## Task to carry out
An exact copy of every record is the required answer.
Exercise data Block Start
PR #4909, opened 2017-12-01
Update guidance on creating the Logs folder

guardrex:
Addresses https://github.com/aspnet/websdk/issues/152#issuecomment-348569871
Related: https://github.com/aspnet/AspNetCoreModule/issues/30

Based on the latest guidance for creating and deploying the *Logs* folder :sparkles: auto-magically :sparkles: that covers all manner of deployment strategies.

cc/ @vijayrkn @dasmulli

Thanks to @DaleMckeown and @gpcaretti.

PR #5051, opened 2017-12-20
Refactor instructions on logs folder creation

guardrex:
Noticed in passing that this would need an update for latest guidance (https://github.com/aspnet/Docs/pull/4909). However, it's probably best to keep the instructions in one spot, the *Directory structure* topic, and link to it from here.


Rick-Anderson:
LGTM. @guardrex  does this need additional review/work?

guardrex:
@Rick-Anderson This small change should be fine. We already had #4909 approved, so it should be good to go.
Exercise data Block End
## Result of this task
PR #4909, opened 2017-12-01
Update guidance on creating the Logs folder

guardrex:
Addresses https://github.com/aspnet/websdk/issues/152#issuecomment-348569871
Related: https://github.com/aspnet/AspNetCoreModule/issues/30

Based on the latest guidance for creating and deploying the *Logs* folder :sparkles: auto-magically :sparkles: that covers all manner of deployment strategies.

cc/ @vijayrkn @dasmulli

Thanks to @DaleMckeown and @gpcaretti.

PR #5051, opened 2017-12-20
Refactor instructions on logs folder creation

guardrex:
Noticed in passing that this would need an update for latest guidance (https://github.com/aspnet/Docs/pull/4909). However, it's probably best to keep the instructions in one spot, the *Directory structure* topic, and link to it from here.


Rick-Anderson:
LGTM. @guardrex  does this need additional review/work?

guardrex:
@Rick-Anderson This small change should be fine. We already had #4909 approved, so it should be good to go.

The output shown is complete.